Compelling and Memorable Ads
Video, audio, and text content have a significant indirect effect on buying patterns, including food choices. Moreover, both positive and negative emotions can contribute to these decisions. For example, concerns about sustainability, which result in distress, make sustainable products more appealing. That is why ad creation should take all the minor details into account to deeply connect with consumers’ feelings and affect their choices.

While traditional surveys can provide some insights into the ads’ impact on purchasing decisions, some crucial aspects may remain overlooked. Some neuromarketing techniques allow companies not only to understand what happens in customers’ minds but also why they feel that way. Second-by-second reporting can allow researchers to match the changes in emotional state with what is happening on the screen at that moment.

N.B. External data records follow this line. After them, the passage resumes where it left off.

Issue #66, opened 2018-06-10
download file from http / https


leomaxi:
Download files from http / https address (couchdb attachment file) unto local drive on Android device.
Process must queue multiple downloads
Show download process 
Prompt / alert user when download is completed

onlyserenity:
@leomaxi I can use `AsyncTask `(Update UI and have multiple tasks in background) and use `DownloadManager `class to download and save it on the internal storage of the device. 
I just have two questions to plug what I wrote so far:

* Where should this be implemented? (Drawer, action bar, login activity... etc?
* Are the links to those urls are fixed or the user must enter them manually?

leomaxi:
Please implement this on the dashboard fragment activity (users will see their materials in my library and can click to download it offline )
The links to the online server files will be from the database and will be fixed.. After download, we will save the local file URL in a local database for access.

PR #15894, opened 2026-08-20
community: smoother home dialog handling (fixes #16024)

### LINKED ISSUE #16024: Fix memory leaks and layout performance in HomeCommunityDialogFragment
Tracking issue for PR #15894.

Fixes a memory leak and excessive layout calculations in `HomeCommunityDialogFragment` as described in issue #66.

Previously, `BottomSheetBehavior.BottomSheetCallback` and `TabLayoutMediator` instances were created anonymously and not cleared when the Fragment view was destroyed, causing memory leaks and duplicated callbacks across view recreations. Also, `bottomSheet.requestLayout()` was being called unconditionally during sliding operations.

This patch:
- Adds references to retain the callback and the mediator.
- Calls `.removeBottomSheetCallback()` and `.detach()` respectively in `onDestroyView`.
- Clears the ViewPager2 adapter in `onDestroyView`.
- Checks if the layout height actually needs to be changed before applying it and requesting layout in `onSlide` and `onStart`.

---
*PR created automatically by Jules for task [15620820084660906912](https://jules.google.com/task/15620820084660906912) started by @dogi*

dogi:
Fixes a memory leak and excessive layout calculations in `HomeCommunityDialogFragment` as described in issue #66.

Previously, `BottomSheetBehavior.BottomSheetCallback` and `TabLayoutMediator` instances were created anonymously and not cleared when the Fragment view was destroyed, causing memory leaks and duplicated callbacks across view recreations. Also, `bottomSheet.requestLayout()` was being called unconditionally during sliding operations.

This patch:
- Adds references to retain the callback and the mediator.
- Calls `.removeBottomSheetCallback()` and `.detach()` respectively in `onDestroyView`.
- Clears the ViewPager2 adapter in `onDestroyView`.
- Checks if the layout height actually needs to be changed before applying it and requesting layout in `onSlide` and `onStart`.

---
*PR created automatically by Jules for task [15620820084660906912](https://jules.google.com/task/15620820084660906912) started by @dogi*


dogi:
**Review — rating: 87/100**

Three of these are genuine fixes, and it's worth separating them from the defensive one.

**`binding.viewPager2.adapter = null` is the real leak fix.** `CommunityPagerAdapter` is `FragmentStateAdapter(fm)` holding a `FragmentActivity`, and `FragmentStateAdapter` registers a lifecycle observer plus an adapter data observer on attach. Leaving it wired to a destroyed `ViewPager2` keeps a chain from the dead view to the activity and its FragmentManager. This is the documented ViewPager2 leak pattern and clearing it is correct.

**`tabLayoutMediator?.detach()` is real too.** `attach()` installs an `OnPageChangeCallback` on the ViewPager2 and an adapter data observer; without `detach()` both stay registered, holding the TabLayout and the mediator's lambda (which closes over the binding).

**The `requestLayout()` guard is a real win.** `onSlide` fires every frame of a drag, and the old code set `layoutParams.height` and called `requestLayout()` unconditionally — a full measure/layout pass per frame. Since `newHeight` is a pixel int derived from a float offset, consecutive frames frequently compute the same value, so the equality check skips most of them. Same for the `WRAP_CONTENT` guard in the resize path.

**The callback removal is hygiene rather than a demonstrable leak** — `bottomSheetBehavior` belongs to the dialog's bottom sheet view and dies with the dialog, so the anonymous callback wasn't outliving anything. Still the right shape, and holding it in a field is the only way to remove it.

**One omission for a PR about leaks: `bottomSheetBehavior` itself is never nulled.** To be accurate, `BottomSheetBehavior` holds its view through a `WeakReference` (`viewRef`/`nestedScrollingChildRef`), so this isn't a view leak — but it's the obvious one-line completion next to the two fields you *do* clear.

**Nit:** the cleanup runs *after* `super.onDestroyView()`. It works — `_binding` isn't nulled until the end, and `detach()` only unregisters callbacks — but the convention is to release view-scoped resources before calling super, so a future reader doesn't have to reason about whether the hierarchy is still intact.

**Verdict:** mergeable.

---

Okuro3499 (approved):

For example, it’s possible to check how specific scenarios and related texts affect customers’ attitudes, trust, or stress levels. Emotional response tracking can help compare different creatives and define which one brings more enjoyment and promotes engagement and which one irritates the audience. 

Also, a thorough approach to gathering focus groups makes it possible to identify the reasons for the ineffectiveness of certain ads: sometimes, solutions perceived well by one audience perform poorly for another segment. So, neuromarketing data aids in finding such weak points and adjusting the strategy to save the budget for more efficient options.

Summing Up
The field of neuromarketing introduces new methods to understand the diverse and complex human subconscious. Delving deeper into this realm includes focusing less on what people say about their buying experience but rather on what they actually feel. This level of analysis provides FMCG brands with data-driven insights to tailor their marketing strategies to customer preferences.

With neuromarketing, an FMCG brand can make its packaging stand out, determine the most effective colors and images, and create ads that capture the attention of the exact target audience. By choosing a neuromarketing partner with a proven track record, brands can ensure they are equipped with the insights needed to influence consumer behavior more effectively.